By Arne Duncan
Friday, February 26, 2010 For too long, bankers have gotten a free ride from the U.S. Department of Education.
Under current law, taxpayers provide as much as $9 billion each year to subsidize guaranteed student loans issued by banks. The banks earn profits on the interest; if students default, taxpayers take the loss, not the banks. In other words, working Americans pay while bankers get rich.
Meanwhile, educators, engineers and computer scientists -- the backbone of the new economy -- face crushing debt from six-figure college tuitions. A study of national postsecondary student aid found that in 2008, two-thirds of college seniors graduated with debt averaging more than $23,000. That number will rise as public and private college tuition costs escalate.
The banks have had plenty of help with government bailouts and other subsidies while working families and students are increasingly squeezed. President Obama wants to eliminate the subsidy for banks and use that money to help poor and middle-class students and adults attend college.
The president also wants to strengthen community colleges, give grants to states that improve college completion rates and boost early-learning programs. He wants to lower maximum monthly payments for student loans from the current 15 percent of income to 10 percent to make college debt more manageable.
Not surprisingly, the banks are working hard to block our common-sense proposal. Sallie Mae, the largest player in the student lending business, has spent millions of dollars to lobby Congress and run ads in several states, claiming that our proposal will cost jobs and inhibit service. These claims must be challenged.
The president's plan actually creates jobs and draws on free-market principles by selecting private companies through a competitive process to service student loans issued directly by the Education Department. These private companies, including Sallie Mae, compete for our business and are evaluated on the quality of their customer service and their default rates.
Loan servicing is a growing industry as more and more Americans pursue college degrees.
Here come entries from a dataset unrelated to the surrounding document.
PR #1697, opened 2026-03-17
feat(provider): add per-model cooldown scope option

### LINKED ISSUE #1612: [Feature] Add option for per-model cooldown for specific providers
## 🎯 The Goal / Use Case

Some providers (such as LiteLLM router, Ollama or other multi-model backends) expose multiple models under a single provider interface. The current cooldown mechanism operates at the **provider level**, which can cause unnecessary downtime if only one model is problematic. However, for other providers, the provider-level cooldown is still preferred for simplicity.

## 💡 Proposed Solution

- Add a configuration option or flag that enables **per-model cooldown** instead of provider-level cooldown for designated providers.
- When this option is set, only the affected (provider, model) pair should enter cooldown upon error, while the rest models of that provider remain active.
- Default behaviour should remain provider-level cooldown unless this option is enabled.

- Extend provider or config to accept a per-model-cooldown flag or option (e.g. `provider.cooldown_strategy: "per-model"` or similar).
- Update `CooldownTracker` or similar code to check this flag and key cooldowns accordingly.
- Ensure fallback chain logic respects this flag per provider.

- [ ] This is a Core Feature

## 🔄 Alternatives Considered

- Keeping only provider-level cooldown (as today), at cost of unnecessary downtime.
- Only enabling per-model cooldown globally (losing flexibility for simple providers).

## 💬 Additional Context

- Useful especially for provider acting as router (e.g., LiteLLM, Ollama) to reduce user-facing downtime.
- This does NOT change the default - only when the flag/option is set for a provider.
- Changing cooldown granularity as a configurable option keeps backwards compatibility and offers greatest flexibility.

Alix-007:
Fixes #1612

## Summary
- add `model_list[*].cooldown_strategy` to opt specific backends into per-model cooldown tracking
- keep provider-wide cooldowns as the default behavior
- attach resolved cooldown keys to fallback candidates during agent initialization
- add regression tests for config validation, candidate resolution, and sibling-model fallback behavior

## Validation
- `go test ./pkg/providers -run 'TestFallback_(CooldownSkip|PerModelCooldownDoesNotSkipSiblingModel|DefaultProviderCooldownSkipsSiblingModel)$'`\n- `go test ./pkg/agent -run 'TestNewAgentInstance_(ResolveCandidatesFromModelListAlias|ResolvePerModelCooldownKeys)$'`\n- `go test ./pkg/config -run 'Test(ModelConfig_Validate|Config_ValidateModelList)$'`\n- `go test ./pkg/providers`\n- `go test ./pkg/agent`\n- `go test ./pkg/config`\n\n## Notes\n- `go test ./...` still fails on upstream baseline in `cmd/picoclaw/internal/onboard` and `pkg/tools`, unrelated to this change.

### DIFF
--- a/pkg/agent/instance.go
+++ b/pkg/agent/instance.go
@@ -185,6 +185,10 @@ func NewAgentInstance(
 				logger.WarnCF("agent", "Routing light model config invalid; routing disabled",
 					map[string]any{"light_model": rc.LightModel, "agent_id": agentID, "error": err.Error()})
 			} else {
+				// Reuse the resolved candidate's canonical provider/model form so
+				// routing init stays aligned with model-list resolution behavior.
+				lightModelCfg.Model = providers.ModelKey(resolved[0].Provider, resolved[0].Model)
+
 				lp, _, err := providers.CreateProviderFromConfig(lightModelCfg)
 				if err != nil {
 					logger.WarnCF("agent", "Routing light model provider init failed; routing disabled",
--- a/pkg/agent/instance.go
+++ b/pkg/agent/instance.go
@@ -167,8 +167,9 @@ func NewAgentInstance(
 		summarizeTokenPercent = 75
 	}
 
-	// Resolve fallback candidates
+	// Resolve fallback candidates.
 	candidates := resolveModelCandidates(cfg, defaults.Provider, model, fallbacks)
+	candidates = applyCooldownKeys(cfg, candidates)
 
 	// Model routing setup: pre-resolve light model candidates at creation time
 	// to avoid repeated model_list lookups on every incoming message.
@@ -192,7 +193,7 @@ func NewAgentInstance(
 						LightModel: rc.LightModel,
 						Threshold:  rc.Threshold,
 					})
-					lightCandidates = resolved
+					lightCandidates = applyCooldownKeys(cfg, resolved)
 					lightProvider = lp
 				}
 			}
@@ -225,6 +226,64 @@ func NewAgentInstance(
 		Router:                    router,
 		LightCandidates:           lightCandidates,
 		LightProvider:             lightProvider,
+	}
+}
+
+func applyCooldownKeys(cfg *config.Config, candidates []providers.FallbackCandidate) []providers.FallbackCandidate {
+	if len(candidates) == 0 {
+		return candidates
+	}
+
+	resolved := make([]providers.FallbackCandidate, len(candidates))
+	copy(resolved, candidates)
+
+	for i := range resolved {
+		resolved[i].CooldownKey = resolveCooldownKey(cfg, resolved[i])
+	}
+
+	return resolved
+}
+
+func resolveCooldownKey(cfg *config.Config, candidate providers.FallbackCandidate) string {
+	if candidate.Provider == "" {
+		return ""
+	}
+
+	if cfg != nil && candidateUsesPerModelCooldown(cfg, candidate) {
+		return providers.ModelKey(candidate.Provider, candidate.Model)
+	}
+
+	return candidate.Provider
+}
+
+func candidateUsesPerModelCooldown(cfg *config.Config, candidate providers.FallbackCandidate) bool {
+	if cfg == nil {
+		return false
+	}
+
+	candidateKey := providers.ModelKey(candidate.Provider, candidate.Model)
+	for i := range cfg.ModelList {
+		ref := providers.ParseModelRef(cfg.ModelList[i].Model, "openai")
+		if ref == nil {
+			continue
+		}
+		if providers.ModelKey(ref.Provider, ref.Model) != candidateKey {
+			continue
+		}
+		if normalizeCooldownStrategy(cfg.ModelList[i].CooldownStrategy) == "model" {
+			return true
+		}
+	}
+
+	return false
+}
+
+func normalizeCooldownStrategy(strategy string) string {
+	switch strings.ReplaceAll(strings.ToLower(strings.TrimSpace(strategy)), "_", "-") {
+	case "model", "per-model":
+		return "model"
+	default:
+		return "provider"
 	}
 }
 
--- a/pkg/agent/instance.go
+++ b/pkg/agent/instance.go
@@ -6,6 +6,7 @@ import (
 	"os"
 	"path/filepath"
 	"regexp"
+	"strconv"
 	"strings"
 
 	"github.com/sipeed/picoclaw/pkg/config"
@@ -239,7 +240,7 @@ func applyCooldownKeys(cfg *config.Config, candidates []providers.FallbackCandid
 	copy(resolved, candidates)
 
 	for i := range resolved {
-		resolved[i].CooldownKey = resolveCooldownKey(strategyLookup, resolved[i])
+		resolved[i].CooldownKey = resolveCooldownKey(strategyLookup, resolved[i], resolved)
 	}
 
 	return resolved
@@ -267,7 +268,11 @@ func buildCooldownStrategyLookup(cfg *config.Config) map[string]string {
 	return strategyLookup
 }
 
-func resolveCooldownKey(strategyLookup map[string]string, candidate providers.FallbackCandidate) string {
+func resolveCooldownKey(
+	strategyLookup map[string]string,
+	candidate providers.FallbackCandidate,
+	candidates []providers.FallbackCandidate,
+) string {
 	if strings.TrimSpace(candidate.Provider) == "" {
 		if strings.TrimSpace(candidate.Model) == "" {
 			return ""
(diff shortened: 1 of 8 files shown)


yinwm (changes requested):
## PR #1697 Code Review: Per-Model Cooldown Scope

Thanks for this feature! The design is solid and the implementation is clean. I have a few concerns that should be addressed before merging.

---

### 🔴 Critical Issues

#### 1. Light Model Routing - Cooldown Key May Not Resolve Correctly

**Location**: `pkg/agent/instance.go:204-212`

```go
lightModelCfg := providers.ModelConfig{Primary: rc.LightModel}
resolved := providers.ResolveCandidatesWithLookup(lightModelCfg, defaults.Provider, resolveFromModelList)
if len(resolved) > 0 {
    router = routing.New(...)
    lightCandidates = applyCooldownKeys(cfg, resolved)  // ← Potential issue
}
```

The `applyCooldownKeys` function calls `candidateUsesPerModelCooldown`, which iterates through `cfg.ModelList` to find a matching `CooldownStrategy`. However, there's a potential mismatch:

- `rc.LightModel` might be an alias (e.g., `"light-model"`) or a direct model string
- `resolveFromModelList` resolves aliases to actual model strings
- The matching logic in `candidateUsesPerModelCooldown` uses `ParseModelRef` on `ModelList[i].Model`

If the format returned by `resolveFromModelList` differs slightly from what's stored in `ModelList[i].Model` (case sensitivity, extra spaces, provider aliases), the match will fail.

**Recommendation**: Add a test case to verify light_model cooldown key resolution works correctly.

---

#### 2. O(n×m) Complexity in `applyCooldownKeys`

**Location**: `pkg/agent/instance.go:268-287`

```go
func applyCooldownKeys(cfg *config.Config, candidates []providers.FallbackCandidate) {
    for i := range resolved {
        resolved[i].CooldownKey = resolveCooldownKey(cfg, resolved[i])  // For each candidate
    }
}

func candidateUsesPerModelCooldown(...) bool {
    for i := range cfg.ModelList {  // Iterates entire ModelList
        ref := providers.ParseModelRef(cfg.ModelList[i].Model, "openai")  // Re-parses every time
        // ...
    }
}
```

**Problem**:
- N candidates × M ModelList entries = O(n×m)
- Each iteration calls `ParseModelRef`, re-parsing the same strings

**Impact**: With 20 models and 5 fallback candidates, this performs 100 string parsing operations. While this happens at agent creation (not runtime), it's still unnecessary overhead.

**Recommendation**: Pre-build a lookup map:

```go
func applyCooldownKeys(cfg *config.Config, candidates []providers.FallbackCandidate) []providers.FallbackCandidate {
    if len(candidates) == 0 || cfg == nil {
        return candidates
    }

    // Pre-build lookup map to avoid repeated parsing
    strategyMap := make(map[string]string)  // modelKey -> normalized strategy
    for i := range cfg.ModelList {
        ref := providers.ParseModelRef(cfg.ModelList[i].Model, "openai")
        if ref == nil {
            continue
        }
        key := providers.ModelKey(ref.Provider, ref.Model)
        strategyMap[key] = normalizeCooldownStrategy(cfg.ModelList[i].CooldownStrategy)
    }

    // Now O(n) instead of O(n×m)
    for i := range resolved {
        resolved[i].CooldownKey = resolveCooldownKeyWithMap(resolved[i], strategyMap)
    }
    return resolved
}
```

---

### 🟡 Medium Issues

#### 3. Duplicate Normalize Logic

Two places have nearly identical normalize logic:

- `pkg/agent/instance.go:295-301` - `normalizeCooldownStrategy()` returns string
- `pkg/config/config.go:632-638` - `isValidCooldownStrategy()` returns bool

**Recommendation**: Export a single `NormalizeCooldownStrategy` function from `config` package and reuse it.

---

#### 4. Empty Provider Edge Case Inconsistency

**`pkg/agent/instance.go:259-261`**:
```go
if candidate.Provider == "" {
    return ""  // Returns empty string
}
```

**`pkg/providers/fallback.go:45-51`**:
```go
func (c FallbackCandidate) cooldownKey() string {
    if strings.TrimSpace(c.CooldownKey) != "" {
        return c.CooldownKey
    }
    return c.Provider  // What if Provider is also empty?
}
```

If both are empty, an empty string is returned, potentially causing all empty-provider models to share cooldown state.

**Recommendation**: Add defensive check or ensure this case never occurs.

---

#### 5. Config Validation Error Message Inconsistency

Error message says `per_model` but validation normalizes to `per-model`:

```go
return fmt.Errorf("cooldown_strategy must be one of: provider, model, per-model, per_model")
```

**Recommendation**: Clarify the message:
```go
return fmt.Errorf("cooldown_strategy must be one of: provider, model, per-model (or per_model)")
```

---

### 🟢 Minor Suggestions

#### 6. Missing Test Coverage

Consider adding tests for:
- Light model per-model cooldown scenario
- Mixed scenario (some models use per-model, others use provider)
- Empty CooldownStrategy default behavior

#### 7. Documentation Could Be More Detailed

```go
// CooldownStrategy controls the scope of cooldown tracking for this model.
// - "provider" (default): cooldown is shared across all models in the same provider
// - "model" or "per-model": cooldown is isolated to this specific model
// Use per-model when different models in the same provider have independent rate limits.
CooldownStrategy string `json:"cooldown_strategy,omitempty"`
```

---

### Summary

| Severity | Count |
|----------|-------|
| 🔴 Critical | 2 |
| 🟡 Medium | 3 |
| 🟢 Minor | 2 |

**Recommendation**: Please address the critical issues (especially the O(n×m) complexity and light_model test) before merging. The medium/minor issues can be addressed in a follow-up PR if needed.

Overall, this is a well-designed feature. Thank you for the clean implementation! 🙏

Alix-007:
Addressing the requested changes from the March 17, 2026 review:

- Reworked cooldown resolution to pre-build a `modelKey -> strategy` lookup map once at agent creation time, so candidate cooldown assignment is now O(n+m) instead of O(n×m).
- Added a light-model routing regression test that resolves `light_model` via alias and verifies the per-model cooldown key still resolves correctly.
- Moved cooldown strategy normalization into `config.NormalizeCooldownStrategy()` so config validation and agent resolution use the same canonicalization logic.
- Tightened the fallback cooldown key edge case so empty-provider candidates do not silently collapse onto the same shared key.
- Clarified the validation error text for `cooldown_strategy` aliases.

Local verification:
- `go test ./pkg/agent -run 'TestNewAgentInstance_(ResolveCandidatesFromModelListAlias|ResolvePerModelCooldownKeys|ResolveLightModelPerModelCooldownKeys)$'`
- `go test ./pkg/config -run 'Test(ModelConfig_Validate|NormalizeCooldownStrategy|Config_ValidateModelList)$'`
- `go test ./pkg/providers -run 'TestFallback_(CooldownSkip|PerModelCooldownDoesNotSkipSiblingModel|DefaultProviderCooldownSkipsSiblingModel)$'`
- `go test ./pkg/agent`
- `go test ./pkg/config`
- `go test ./pkg/providers`

Alix-007:
Rebased this branch onto the current `main` and force-updated the PR head.

The reviewer-requested changes from Mar 17 are still in place, and I added one follow-up compatibility fix during the rebase so the new provider-shared cooldown behavior does not break existing multi-key failover chains.

Local verification after the refresh:
- `go test ./pkg/agent -run 'TestNewAgentInstance_(ResolveCandidatesFromModelListAlias|ResolvePerModelCooldownKeys|ResolveLightModelPerModelCooldownKeys)$'`
- `go test ./pkg/config -run 'Test(ModelConfig_Validate|NormalizeCooldownStrategy|Config_ValidateModelList)$'`
- `go test ./pkg/providers`

GitHub PR checks are green again, so this should be ready for another look.

Alix-007:
Thanks again for the detailed review. The requested items are addressed in the current head, the branch has been refreshed onto `main`, and the GitHub checks are green again. When you have time, I would appreciate another look.

yinwm (approved):
LGTM

Alix-007:
Addressed the follow-up gap on the runtime switch path:  now reapplies cooldown-key scoping before replacing candidates, and I added a regression test covering per-model cooldown keys after a switch. Targeted agent tests are green, and the PR checks are green as well.

Alix-007:
Addressed the follow-up gap on the runtime switch path: switch model now reapplies cooldown-key scoping before replacing candidates, and I added a regression test covering per-model cooldown keys after a switch. Targeted agent tests are green, and the PR checks are green as well.

Alix-007:
This PR is back to a clean state and all checks are green after the latest refresh. It is currently approved and ready to merge when convenient. Thanks for the review.

Alix-007:
Rebased this branch onto the latest `main` to resolve the new conflicts.

Current head is `d4a19cf53eba5994667e9c3c160fecd8e4115bc6`. The PR scope stays limited to per-model cooldown handling, with the refresh preserving:
- cooldown-key scoping for the routed light-model path
- cooldown-key scoping after `/switch model`
- multi-key isolation behavior

Targeted verification on the refreshed head:
- `go test ./pkg/agent -run 'TestNewAgentInstance_(ResolvePerModelCooldownKeys|ResolveLightModelPerModelCooldownKeys|ResolveMultiKeyCooldownKeys)$|TestProcessMessage_SwitchModelPreservesPerModelCooldownKeys'`\n- `go test ./pkg/config -run 'Test(ModelConfig_Validate|NormalizeCooldownStrategy|Config_ValidateModelList)$'`\n- `go test ./pkg/providers -run 'TestFallback_(CooldownSkip|PerModelCooldownDoesNotSkipSiblingModel|DefaultProviderCooldownSkipsSiblingModel)$'`\n\nThe focused checks are green again. Please recheck when convenient.

Alix-007:
Applied a narrow follow-up for the new CI regression on the current head: the reasoning publish goroutine was inheriting a turn context that gets canceled as soon as the turn returns, which could race and drop reasoning-channel output. The fix now launches that best-effort publish with context.WithoutCancel(turnCtx) so turn-scoped values are preserved without the premature cancel edge.\n\nRechecked targeted coverage on this head:\n- go test -tags goolm,stdjson ./pkg/agent -run 'TestNewAgentInstance_(ResolvePerModelCooldownKeys|ResolveLightModelPerModelCooldownKeys|ResolveMultiKeyCooldownKeys)$|TestProcessMessage_SwitchModelPreservesPerModelCooldownKeys' -count=1\n- go test -tags goolm,stdjson ./pkg/agent -run TestProcessMessage_PublishesReasoningContentToReasoningChannel -count=200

Under our contract, the high-performing companies will get more business over time while poor-performing companies will get less. The market will play, and students and taxpayers will win.
It's no wonder that the banking industry is pushing back hard to protect its taxpayer subsidy. Over the years, this giveaway has generated billions in profits for banks and hundreds of millions of dollars in compensation for bank executives.
The banking industry's claims that it wants to protect American jobs are also suspect. The fact is, Sallie Mae sent thousands of American loan servicing jobs overseas in 2007 to further increase profits, and it agreed to bring them back last year only to compete for our loan-servicing business.
The Education Department has issued more than $187 billion in student loans since the Direct Loan Program was created in 1993. The number of universities participating in the program has more than doubled, to 2,300, in just the past three years. There is no justification to continue wasteful subsidies to banks. It is time to complete the shift to direct lending.
The president's proposal, which has passed the House and awaits Senate consideration, represents the ideal hybrid of public investment and market-based management. Through direct lending, we get a bigger bang for taxpayer bucks while using competition and private-sector expertise to improve customer service.
The writer is the U.S. secretary of education.